**ASSIGNMENT:**
Each line in the data holding "were" should be listed.
SUPPLIED ENTRIES section start
PR #2485, opened 2025-11-24
Delay imports of optional dependencies

wshanks:
`qiskit_aer` and `scipy` were eagerly imported in the `utils.json` module (with fallbacks for when they were not installed) which is imported along with `import qiskit_ibm_runtime`. Here these imports are delayed until JSON serialization or deserialization are attempted. In the serialization case, the packages would have already been imported before objects from them would need to be serialized any way.

Avoiding these imports saves roughly half a second (but the number depends on the computer running the test).

### DIFF
--- a/qiskit_ibm_runtime/utils/json.py
+++ b/qiskit_ibm_runtime/utils/json.py
@@ -393,7 +393,7 @@ class RuntimeEncoder(json.JSONEncoder):
             return {"__type__": "PauliLindbladMap", "__value__": out_val}
         if "qiskit_aer" in sys.modules:
             # Guard import so qiskit_aer is not imported unnecessarily. If a
-            # NoiseModel instance has been created, qiskit_aer must alrady have
+            # NoiseModel instance has been created, qiskit_aer must already have
             # been imported.
             from qiskit_aer.noise import NoiseModel  # pylint: disable=import-outside-toplevel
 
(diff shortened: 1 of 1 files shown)


wshanks:
I don't have any urgency for merging this. It was something I noticed while debugging qiskit-experiments' imports (that scipy and qiskit-aer were hardly used but eagerly imported), so I thought I would see what it looks like to avoid importing them.

By the way, deserialization of `spmatrix` was using scipy without a guard. I am not sure if that even comes up in practice any more but I put in a guard like the qiskit-aer case had.

ihincks (commented):
Nice thinking! I have not done any investigating yet about whether this would fit in qiskit-ibm-runtime specifically, but I'm wondering if any of [qiskit's tooling for optionals ](https://quantum.cloud.ibm.com/docs/en/api/qiskit/utils#optional-dependency-checkers)might help us here, or if you think it would be better to just do it manually as this PR currently implements?

I found it convenient in samplomatic to declare [consts of optional dependencies](https://github.com/Qiskit/samplomatic/blob/main/samplomatic/optionals.py) and [to use them](https://github.com/Qiskit/samplomatic/blob/98608c642f985ff7e01e4c8b74cfca6125cbd80c/samplomatic/visualization/plot_graph.py#L76).

ihincks (approved):
Thanks @wshanks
SUPPLIED ENTRIES section end
**EXERCISE SOLUTION:**
`qiskit_aer` and `scipy` were eagerly imported in the `utils.json` module (with fallbacks for when they were not installed) which is imported along with `import qiskit_ibm_runtime`. Here these imports are delayed until JSON serialization or deserialization are attempted. In the serialization case, the packages would have already been imported before objects from them would need to be serialized any way.
I don't have any urgency for merging this. It was something I noticed while debugging qiskit-experiments' imports (that scipy and qiskit-aer were hardly used but eagerly imported), so I thought I would see what it looks like to avoid importing them.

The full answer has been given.